▶ What to produce
Reproduce the material that follows, keeping every line exactly as it is.

▶ Records for this task
PR #7059, opened 2023-01-05
[ir] Let real function return nested StructType

lin-hitonami:
* __->__ #7059
* #7027

issue: #6983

▶ Response for this exercise
PR #7059, opened 2023-01-05
[ir] Let real function return nested StructType

lin-hitonami:
* __->__ #7059
* #7027

issue: #6983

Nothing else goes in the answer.